▸ Aim of the task
Everything in the data below is left aside except the lines from the one containing "Most of things" through the one containing "This is still"; repeat those exactly.
-- Exercise inputs follows --
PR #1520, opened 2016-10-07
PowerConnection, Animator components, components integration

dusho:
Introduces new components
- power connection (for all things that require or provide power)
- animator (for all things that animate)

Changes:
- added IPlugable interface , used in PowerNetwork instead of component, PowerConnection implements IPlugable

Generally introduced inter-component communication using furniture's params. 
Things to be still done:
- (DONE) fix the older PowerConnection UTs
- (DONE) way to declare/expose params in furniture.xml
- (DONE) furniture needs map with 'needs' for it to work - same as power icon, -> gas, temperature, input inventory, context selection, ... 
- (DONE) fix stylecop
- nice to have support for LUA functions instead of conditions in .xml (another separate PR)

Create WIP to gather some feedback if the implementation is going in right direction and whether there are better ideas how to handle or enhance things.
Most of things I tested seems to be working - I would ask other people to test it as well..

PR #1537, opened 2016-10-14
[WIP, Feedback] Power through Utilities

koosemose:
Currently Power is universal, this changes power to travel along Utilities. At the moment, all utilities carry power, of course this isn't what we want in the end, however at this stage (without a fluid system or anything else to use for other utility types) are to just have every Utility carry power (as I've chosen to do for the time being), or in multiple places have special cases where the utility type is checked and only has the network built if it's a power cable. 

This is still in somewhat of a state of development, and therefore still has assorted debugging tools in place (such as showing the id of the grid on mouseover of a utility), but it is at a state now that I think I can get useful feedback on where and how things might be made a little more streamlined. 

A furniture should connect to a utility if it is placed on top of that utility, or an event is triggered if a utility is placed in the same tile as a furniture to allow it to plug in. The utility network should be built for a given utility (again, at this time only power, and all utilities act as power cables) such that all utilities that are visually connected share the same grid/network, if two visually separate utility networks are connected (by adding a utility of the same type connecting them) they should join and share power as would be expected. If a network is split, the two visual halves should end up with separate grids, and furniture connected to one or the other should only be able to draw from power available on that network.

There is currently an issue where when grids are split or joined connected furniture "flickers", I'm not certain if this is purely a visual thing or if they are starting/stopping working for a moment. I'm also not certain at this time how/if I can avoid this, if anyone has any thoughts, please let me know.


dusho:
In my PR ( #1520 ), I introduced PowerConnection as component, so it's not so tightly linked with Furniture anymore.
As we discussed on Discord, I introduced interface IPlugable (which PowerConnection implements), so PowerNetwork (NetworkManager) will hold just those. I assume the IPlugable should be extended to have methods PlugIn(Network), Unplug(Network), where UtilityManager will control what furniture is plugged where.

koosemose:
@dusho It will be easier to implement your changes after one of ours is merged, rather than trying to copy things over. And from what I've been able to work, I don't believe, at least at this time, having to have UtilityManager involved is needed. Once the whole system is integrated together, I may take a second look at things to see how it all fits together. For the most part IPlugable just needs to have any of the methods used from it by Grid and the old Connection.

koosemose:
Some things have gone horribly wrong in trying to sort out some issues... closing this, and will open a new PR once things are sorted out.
-- Exercise inputs concluded --
-- Exercise inputs follows --
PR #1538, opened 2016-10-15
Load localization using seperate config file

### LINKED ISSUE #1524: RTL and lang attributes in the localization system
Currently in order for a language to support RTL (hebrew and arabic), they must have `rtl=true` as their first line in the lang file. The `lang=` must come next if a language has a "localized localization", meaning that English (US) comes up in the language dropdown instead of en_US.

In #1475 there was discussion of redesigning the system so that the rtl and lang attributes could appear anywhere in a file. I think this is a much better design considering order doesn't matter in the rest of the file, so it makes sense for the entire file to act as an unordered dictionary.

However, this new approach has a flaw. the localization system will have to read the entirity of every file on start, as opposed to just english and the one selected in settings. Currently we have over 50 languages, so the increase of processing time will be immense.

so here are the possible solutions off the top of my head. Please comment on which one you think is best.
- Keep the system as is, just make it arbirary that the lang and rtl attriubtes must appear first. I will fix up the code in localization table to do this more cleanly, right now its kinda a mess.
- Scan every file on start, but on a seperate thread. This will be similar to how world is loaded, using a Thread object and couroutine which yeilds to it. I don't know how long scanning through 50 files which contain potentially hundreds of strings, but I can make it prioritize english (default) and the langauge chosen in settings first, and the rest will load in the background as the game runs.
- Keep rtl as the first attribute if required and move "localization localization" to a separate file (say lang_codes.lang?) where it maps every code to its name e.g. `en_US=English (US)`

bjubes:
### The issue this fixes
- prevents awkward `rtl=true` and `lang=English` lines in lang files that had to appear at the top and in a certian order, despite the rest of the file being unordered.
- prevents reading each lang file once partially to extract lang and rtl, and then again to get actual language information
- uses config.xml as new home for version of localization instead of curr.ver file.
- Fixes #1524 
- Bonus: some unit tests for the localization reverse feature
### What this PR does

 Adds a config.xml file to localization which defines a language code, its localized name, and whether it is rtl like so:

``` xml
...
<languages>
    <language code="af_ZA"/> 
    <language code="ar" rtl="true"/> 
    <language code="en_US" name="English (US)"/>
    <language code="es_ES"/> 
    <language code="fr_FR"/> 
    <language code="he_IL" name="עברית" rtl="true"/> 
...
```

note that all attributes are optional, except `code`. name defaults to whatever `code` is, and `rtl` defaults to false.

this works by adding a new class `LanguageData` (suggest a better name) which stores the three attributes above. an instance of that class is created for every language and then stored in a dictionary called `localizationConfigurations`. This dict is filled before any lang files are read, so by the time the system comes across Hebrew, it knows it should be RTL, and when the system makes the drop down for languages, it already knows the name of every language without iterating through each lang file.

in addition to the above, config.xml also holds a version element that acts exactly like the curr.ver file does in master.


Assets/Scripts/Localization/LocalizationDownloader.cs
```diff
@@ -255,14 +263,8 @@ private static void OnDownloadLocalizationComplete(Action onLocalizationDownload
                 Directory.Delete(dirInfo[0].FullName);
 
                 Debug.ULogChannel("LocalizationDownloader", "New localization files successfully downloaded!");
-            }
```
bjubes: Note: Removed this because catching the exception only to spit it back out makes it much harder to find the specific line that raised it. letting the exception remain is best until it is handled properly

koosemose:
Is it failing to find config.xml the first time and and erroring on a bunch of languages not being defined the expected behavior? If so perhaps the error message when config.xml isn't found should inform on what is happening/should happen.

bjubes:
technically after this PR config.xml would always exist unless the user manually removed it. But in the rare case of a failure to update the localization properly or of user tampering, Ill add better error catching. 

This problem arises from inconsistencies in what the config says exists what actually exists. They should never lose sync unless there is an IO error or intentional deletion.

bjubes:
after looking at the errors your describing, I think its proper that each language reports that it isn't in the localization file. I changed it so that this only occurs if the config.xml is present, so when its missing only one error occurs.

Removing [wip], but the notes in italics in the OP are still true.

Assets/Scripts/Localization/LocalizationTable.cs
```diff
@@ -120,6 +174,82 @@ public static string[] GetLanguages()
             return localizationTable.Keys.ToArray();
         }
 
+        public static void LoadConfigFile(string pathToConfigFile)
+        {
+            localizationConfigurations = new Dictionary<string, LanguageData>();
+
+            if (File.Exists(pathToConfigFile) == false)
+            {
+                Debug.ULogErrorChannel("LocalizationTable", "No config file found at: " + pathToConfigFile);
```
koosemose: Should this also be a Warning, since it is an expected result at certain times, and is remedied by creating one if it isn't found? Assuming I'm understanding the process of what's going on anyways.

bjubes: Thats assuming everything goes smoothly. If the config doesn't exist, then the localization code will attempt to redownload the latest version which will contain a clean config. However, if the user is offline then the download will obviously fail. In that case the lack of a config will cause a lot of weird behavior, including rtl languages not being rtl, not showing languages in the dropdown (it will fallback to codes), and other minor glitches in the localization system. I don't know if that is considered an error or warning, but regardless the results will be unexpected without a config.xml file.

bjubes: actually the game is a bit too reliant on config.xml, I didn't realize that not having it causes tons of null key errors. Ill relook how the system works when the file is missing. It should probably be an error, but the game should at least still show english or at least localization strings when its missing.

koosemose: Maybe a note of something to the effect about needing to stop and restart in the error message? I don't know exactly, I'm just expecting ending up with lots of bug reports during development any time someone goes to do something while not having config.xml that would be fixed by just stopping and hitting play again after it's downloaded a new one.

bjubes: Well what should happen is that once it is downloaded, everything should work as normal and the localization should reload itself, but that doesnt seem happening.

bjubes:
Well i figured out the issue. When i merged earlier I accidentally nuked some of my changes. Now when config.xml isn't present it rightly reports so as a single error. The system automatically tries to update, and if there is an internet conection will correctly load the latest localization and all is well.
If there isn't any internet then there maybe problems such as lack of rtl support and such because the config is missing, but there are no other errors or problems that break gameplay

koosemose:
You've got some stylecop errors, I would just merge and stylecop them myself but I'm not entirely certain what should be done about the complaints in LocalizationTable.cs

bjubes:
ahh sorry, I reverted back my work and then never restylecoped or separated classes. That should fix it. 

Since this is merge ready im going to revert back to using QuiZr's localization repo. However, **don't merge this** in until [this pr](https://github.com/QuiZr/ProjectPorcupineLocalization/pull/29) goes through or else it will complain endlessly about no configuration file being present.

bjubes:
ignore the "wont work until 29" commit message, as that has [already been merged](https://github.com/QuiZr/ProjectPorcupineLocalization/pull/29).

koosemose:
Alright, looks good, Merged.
-- Exercise inputs concluded --
▸ Solved exercise
Most of things I tested seems to be working - I would ask other people to test it as well..

PR #1537, opened 2016-10-14
[WIP, Feedback] Power through Utilities

koosemose:
Currently Power is universal, this changes power to travel along Utilities. At the moment, all utilities carry power, of course this isn't what we want in the end, however at this stage (without a fluid system or anything else to use for other utility types) are to just have every Utility carry power (as I've chosen to do for the time being), or in multiple places have special cases where the utility type is checked and only has the network built if it's a power cable. 

This is still in somewhat of a state of development, and therefore still has assorted debugging tools in place (such as showing the id of the grid on mouseover of a utility), but it is at a state now that I think I can get useful feedback on where and how things might be made a little more streamlined. 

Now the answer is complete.